In Rando’s view, buying into opaque SPVs stacked on SPVs may create liquidity—but rarely conviction.


The Biggest Misconception: “What’s the Discount?”

One of the most frequent questions secondary investors hear is: “What’s the average discount?”

Rando considers this the wrong starting point.

Discount is not alpha.

A discounted asset with deteriorating fundamentals remains a poor investment. Conversely, a high-quality growth company purchased at a modest discount can generate attractive risk-adjusted returns.

Key underwriting factors include:

  • Performance since the last funding round

  • Cap table structure and liquidation preferences

  • Supply-demand balance in the secondary market

  • Exit visibility

  • Access to financial and operational data

Secondary investors often purchase positions lower in the preference stack—implicitly assuming higher structural risk. Proper modeling of exit waterfalls and potential down-round scenarios becomes critical.


Europe’s Liquidity Inefficiency = Opportunity

Unlike the U.S., where brokered platforms and specialized secondary funds dominate, Europe remains fragmented and inefficient.

This inefficiency creates pricing power for disciplined secondary funds.

Geographically, the conversation highlights why the Nordics and the Baltics outperform relative to size. Estonia, in particular, benefited from its “Skype moment,” when Skype created capital, know-how, and belief across the ecosystem.

Small domestic markets force founders to think globally from day one—a structural advantage compared to larger European economies that can remain domestically focused.


The Downside Protection Argument

Historical data shows a meaningful difference in downside risk between early-stage VC and secondaries.

Rando points out that approximately 25% of early-stage VC funds historically fail to return 1x capital. In contrast, secondary funds have exhibited far lower capital loss ratios over long-term datasets.

However, he is clear: secondaries are not risk-free.

Market shifts, unexpected capital raises, or cap table restructurings can erode anticipated returns. The strategy requires underwriting discipline—not merely opportunistic buying.

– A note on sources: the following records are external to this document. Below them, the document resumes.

PR #4296, opened 2020-10-22
WIP: installconfig: aws: allow role based credentials

sjenning:
@dgoodwin @joelddiaz @abhinavdahiya @derekwaynecarr @brenton 

I was able to generate an RSA keypair, create an OIDC provider from that, create a JWT signed by the keypair such that it can assume a high powered role for installation.

However the current credential chain does not include the `AssumeRoleProvider`.

Current result is:
```
$ aws/openshift-install create cluster --dir=aws
? The AWS access key ID to use for installation (this is not your username).
https://docs.aws.amazon.com/IAM/latest/UserGuide/id_credentials_access-keys.html
? AWS Access Key ID 
FATAL failed to fetch Terraform Variables: failed to fetch dependency of "Terraform Variables": failed to fetch dependency of "Bootstrap Ignition Config": failed to fetch dependency of "Master Machines": failed to generate asset "Platform Credentials Check": creating AWS session: interrupt 

$ echo $AWS_ROLE_ARN 
arn:aws:iam::269733383066:role/sjenning-admin-installer-role

$ echo $AWS_WEB_IDENTITY_TOKEN_FILE 
/home/sjennings/pod-identity/token
```

This PR adds it.

Granted, even once this merges, I imagine it will fail to generate the `aws-creds` secret as some point.  Just the first step.

### DIFF
--- a/pkg/asset/installconfig/aws/session.go
+++ b/pkg/asset/installconfig/aws/session.go
@@ -7,6 +7,7 @@ import (
 
 	"github.com/aws/aws-sdk-go/aws"
 	"github.com/aws/aws-sdk-go/aws/credentials"
+	"github.com/aws/aws-sdk-go/aws/credentials/stscreds"
 	"github.com/aws/aws-sdk-go/aws/defaults"
 	"github.com/aws/aws-sdk-go/aws/endpoints"
 	"github.com/aws/aws-sdk-go/aws/request"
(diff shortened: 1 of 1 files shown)


sjenning:
meh, apparently `AssumeRoleProvider` doesn't initialize the same way

chemapolo:
Hi,

I've had the same issue with release 4.5, i don't know if it will help but at least it worked for me.

I've forked the repo at: https://github.com/chemapolo/installer/tree/chema/debug

and I've modified just session.go 

https://github.com/chemapolo/installer/blob/chema/debug/pkg/asset/installconfig/aws/session.go

and commented the credentials part, just because of the fact that following AWS SDK doc adding:

$AWS_CONFIG_FILE
$AWS_DEFAULT_PROFILE
$AWS_SDK_LOAD_CONFIG=1 
$AWS_SHARED_CREDENTIALS_FILE

vars to environment it works perfectly. let's say that adding the credentials to the session was removing the remaining part of the defined profile @config files.

Just keeping ssn := session.Must(session.NewSessionWithOptions(options)) it has all the required info to be able to assume properly the role.

Hope this helps. Regards

PR #4300, opened 2020-10-23
Add `openshift-install ignition convert`

cgwalters:
The transition to Ignition Spec 3 with 4.6 creates a
discontinuity.  Some users want to update their bootimages,
e.g. for a cluster originally provisioned as 4.4 but upgraded
in place to 4.6, it should be possible to directly use RHCOS 4.6
bootimages for new workers.

In some cases in fact, this could be *required* for things like
adding a node with newer hardware.

The main stumbling block here is the pointer ignition config.
Since `openshift-install` already includes Ignition bits, let's
add translation capability here using
https://github.com/coreos/ign-converter
the same as the MCO uses.

xref https://github.com/openshift/enhancements/pull/492#issuecomment-713096391
xref https://bugzilla.redhat.com/show_bug.cgi?id=1884750


cgwalters:
We've hit this when porting some of our UPI tests [as well as the proxy test](https://github.com/openshift/release/pull/11750) - that one we ported to FCOS, but if we'd had this PR we could have kept the spec2 configs for a while and used this to upconvert.

staebler:
My gut reaction to this is that it is not an appropriate command for `openshift-install`. The purview of `openshift-install` is installing clusters and destroying clusters: It is not supporting day-2 administration of clusters. As such, `openshift-install` is not a good home for tooling to support adding new nodes to an existing cluster. Although I do not like the idea of adding more to its hodgepodge of commands, I feel that `oc` is stronger candidate for this command than `openshift-install`.

cgwalters:
>  It is not supporting day-2 administration of clusters.

Agree.  However, today we have a model where admins often need to download `openshift-install` and the RHCOS bootimages at the same time, so they will have both.  Plus `openshift-install` *generated* these pointer configs, so it's somewhat natural to have it support converting them.

Plus `openshift-install` already vendors Ignition code.

>  I feel that oc is stronger candidate for this command than openshift-install.

Yeah, that was my original proposal as well...I dunno.  I flip-flopped based on the above but yeah I am OK with doing `oc`.

cgwalters:
OK moved to https://github.com/openshift/oc/pull/628

PR #4304, opened 2020-10-26
WIP: Add feature gate manifest generation

Fedosin:


jsafrane:
I don't see this mentioned in https://github.com/openshift/enhancements/pull/463
@Danil-Grigorev can you please add it there?

pkg/types/installconfig.go
```diff
@@ -139,6 +140,10 @@ type InstallConfig struct {
 	// GCP: "Mint", "Passthrough", "Manual"
 	// +optional
 	CredentialsMode CredentialsMode `json:"credentialsMode,omitempty"`
+
+	// FeatureGateSelection allows to enable additional unsupported features.
```
staebler, line 144: I am not keen on putting configuration for unsupported features into the InstallConfig. Is there a compelling reason for why users that want to use feature gates cannot create the manifests themselves?

PR #4312, opened 2020-10-27
bootkube.sh: remove deprecated etcd-member

hexfusion:
we copied tls certs to etcd-member path to allow for quorum-guard to function. As we have migrated quorum-guard to cluster-etcd-namespace this is no longer needed. also removing the deprecated etcd-discovery-domain flag.


hexfusion:
was not thinking straight about this one. :)

PR #4315, opened 2020-10-27
aws: ensure users set ami id for c2s regions

staebler:
As with US Govcloud and China partitions, C2S partitions do not allow copying AMI from commercial region us-east-1. Therefore the users need to provide the AMI for control plane and compute.

https://issues.redhat.com/browse/CORS-1582


mtnbikenc (approved):
/lgtm

PR #4316, opened 2020-10-27
aws: block cluster destroy in c2s region

staebler:
The C2S partition does not have resourcetaggingapi. Consequently, the aws destroyer is not able to find resources to clean up when the cluster is installed in that partition. Rather than making the user wait through numerous timeouts and backoffs, fail the destroy command early when the region used for the cluster is the C2S region.

https://issues.redhat.com/browse/CORS-1581


mtnbikenc (approved):
/lgtm

PR #1200, opened 2024-10-10
Manual update and resolution of BioDeep issue

cthoyt:


bgyori:
@cthoyt there was another update issue a couple of months ago where I had to run a manual update and also temporarily skip wikidata updates, see the diff in cli.py at: https://github.com/biopragmatics/bioregistry/pull/1164/files#diff-0526e71580c9e632142c58847e63d23d01dfaec7caddd8471c808786b34832cf. The duplicate prefix issue making builds error hasn't been figured out yet but ultimately it would be good to un-skip wikidata again.

PR #1202, opened 2024-10-15
Add aipd as a provider for uniprot

nagutm:
This curation is related to [pubmed:39192607](https://bioregistry.io/pubmed:39192607)

The uri_format for this curation uses an IP address which is unconventional. The identifiers cannot be resolved using the homepage link as far as I can tell. I would appreciate a reviewer's thoughts on whether this could create any potential risks further down the line.


cthoyt (changes requested):
Please add an appropriate entry in the "references" key based on the PubMed you mentioned in the issue

cthoyt:
hi @nagutm, sorry I made a typo earlier and I meant to you to fill out the `publications` list. I updated the testing to give some better feedback and also added a curation guide in https://biopragmatics.github.io/bioregistry/curation/publications that explains the difference

cthoyt (approved):

PR #1208, opened 2024-10-17
Implement object model for provider publications

### LINKED ISSUE #1207: Extend provider data model
Include a list of publications in the `Provider` data model. 

https://github.com/biopragmatics/bioregistry/blob/22f53b4105ab6b5eb0e41ea749582833c6cbcd0c/src/bioregistry/schema/struct.py#L232

This should be easy to incorporate since there's already a model for `Publication`

https://github.com/biopragmatics/bioregistry/blob/22f53b4105ab6b5eb0e41ea749582833c6cbcd0c/src/bioregistry/schema/struct.py#L257

It also needs to get propagated upwards to 

https://github.com/biopragmatics/bioregistry/blob/22f53b4105ab6b5eb0e41ea749582833c6cbcd0c/src/bioregistry/schema/struct.py#L1243

bgyori:
This PR allows publications to be added to providers of a prefix. This is useful since provider-specific publications don't have a natural alternative place to be curated. Fixes #1207.

### DIFF
--- a/src/bioregistry/schema/struct.py
+++ b/src/bioregistry/schema/struct.py
@@ -246,7 +246,7 @@ class Provider(BaseModel):
     )
     publications: Optional[List["Publication"]] = Field(
         default=None,
-        description="A list of publications about the provider",
+        description="A list of publications about the provider. See the `indra` provider for `hgnc` for an example.",
     )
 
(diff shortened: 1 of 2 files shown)


cthoyt:
thanks @bgyori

Education: The Missing Layer

A recurring theme is education.

Many founders and employees do not understand:

  • The value of stock options

  • Liquidity planning

  • Secondary transaction mechanics

  • Governance provisions affecting transfers

Rando suggests that liquidity planning should begin around Series A—not at IPO.

Companies must proactively structure ROFRs, board approvals, and internal processes to enable orderly secondary transactions. A transparent approach benefits employees, investors, and ecosystem recycling.


A Structural Asset Class in the Making

The secondary market is consolidating globally, with major financial institutions acquiring platforms and building scale. This signals institutional validation.

For Europe, VC secondaries represent more than liquidity—they represent ecosystem reinforcement. Over 70% of sellers in Siena’s transactions reportedly reinvest proceeds back into startups or venture funds, fueling the next wave of innovation.

As Europe competes globally in AI, fintech, deep tech, and defense tech, liquidity infrastructure becomes essential—not optional.

VC secondaries are no longer a niche. They are becoming a core pillar of private markets.